▶ [Task description]: Check every line below for the string "context". Copy the ones that have it.

Collected data
=== Section Start ===

Issue #5491, opened 2025-07-16
azd infra gen spins forever w/ .NET Web API project


cwiederspan:
- [X] Make sure you've installed the latest version using [instructions](https://github.com/Azure/azure-dev?tab=readme-ov-file#installupgrade-azure-developer-cli)

**Output from `azd version`**
Run `azd version` and copy and paste the output here: azd version 1.17.2 (commit c241503424c35882c04d9a909ff9bb1469cd68c8)

**Describe the bug**
`azd infra gen` does not seem to run from within a GitHub Codespace and simply spins forever on the "Analyzing Aspire Application" step.

**To Reproduce**
- Create an empty GitHub Codespace
- Install Azure CLI
- mkdir src
- cd src
- dotnet new webapi -n Something
- cd ..
- azd init
- azd infra gen

At this point, it pops open the forwarded ports popup with the green "Open in Browser" button, and the console shows "Analyzing Aspire Application", but it just sits there and spins forever.

**Expected behavior**
This should generate the ./infra folder with the bicep files.

**Environment**
Information on your environment:
    * Language name and version
    * IDE and version : Running Linux Codespace in VS Code (latest version)

**Additional context**
Filed by MS FTE - Alias CHWIEDER

weikanglim:
@cwiederspan As a preliminary step for debugging, would you mind trying to run the following command and sharing the results?

```bash
azd infra gen --debug 2>debug.log
```

This will generate a debug log that might help us pinpoint where the issue is occurring. Based on the behavior you're seeing—particularly the "Analyzing Aspire Application..." message—I suspect that azd may be getting stuck while invoking a `dotnet publish` process under the hood.

cwiederspan:
I ran that and there's not much in there. Here's what the Debug.log file looks like...

2025/07/17 12:18:01 main.go:56: azd version: 1.17.2 (commit c241503424c35882c04d9a909ff9bb1469cd68c8)
2025/07/17 12:18:01 main.go:214: using cached latest version: 1.17.2 (expires on: 2025-07-17T21:42:08Z)
2025/07/17 12:18:01 project.go:151: Reading project from file '/workspaces/junk_20250716/azure.yaml'
2025/07/17 12:18:01 middleware.go:111: running middleware 'debug'
2025/07/17 12:18:01 middleware.go:111: running middleware 'ux'
2025/07/17 12:18:01 middleware.go:111: running middleware 'telemetry'
[...]

PR #5501, opened 2025-07-17
fix: `infra gen` when dotnet project is present

weikanglim:
This change adds missing logic to check if a dotnet project is an Aspire project before attempting to run the `dotnet run` command.

Before this change, when users attempted to run `infra gen` with a dotnet project present; the spawned `dotnet run` command would end up running the application itself, which results in unexpected behavior such as azd hanging while waiting for the application to return.

Fixes: #5491

### DIFF
--- a/cli/azd/pkg/project/importer.go
+++ b/cli/azd/pkg/project/importer.go
@@ -189,11 +189,20 @@ func pathHasModule(path, module string) (bool, error) {
 func (im *ImportManager) GenerateAllInfrastructure(ctx context.Context, projectConfig *ProjectConfig) (fs.FS, error) {
 	for _, svcConfig := range projectConfig.Services {
 		if svcConfig.Language == ServiceLanguageDotNet {
-			if len(projectConfig.Services) != 1 {
-				return nil, errNoMultipleServicesWithAppHost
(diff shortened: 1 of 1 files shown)


JeffreyCA (commented):
How come in the issue the output of the `dotnet run` command wasn't being logged when running `azd infra gen` with `--debug`? Would that be easy to add for better debuggability going forward?

weikanglim:
@JeffreyCA Good question.

Right now our command runner only logs the full output of the command after execution:

> 2025/07/17 19:22:52 command_runner.go:310: Run exec: 'git --version' , exit code: 0
-------------------------------------stdout-------------------------------------------
git version 2.45.3

A possible enhancement is to split this out into two messages:

> 2025/07/17 19:22:52 command_runner.go:310: Start: 'git --version'
> 2025/07/17 19:22:52 command_runner.go:310: Stop: 'git --version' , exit code: 0
-------------------------------------stdout-------------------------------------------
git version 2.45.3

which would get us the logs we wanted.

Happy to take an issue on it.

JeffreyCA (approved):
Thanks for the explanation! Created #5502

rajeshkamal5050 (approved):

=== Section End ===

▶ [Solution to the exercise]:
**Additional context**
 func (im *ImportManager) GenerateAllInfrastructure(ctx context.Context, projectConfig *ProjectConfig) (fs.FS, error) {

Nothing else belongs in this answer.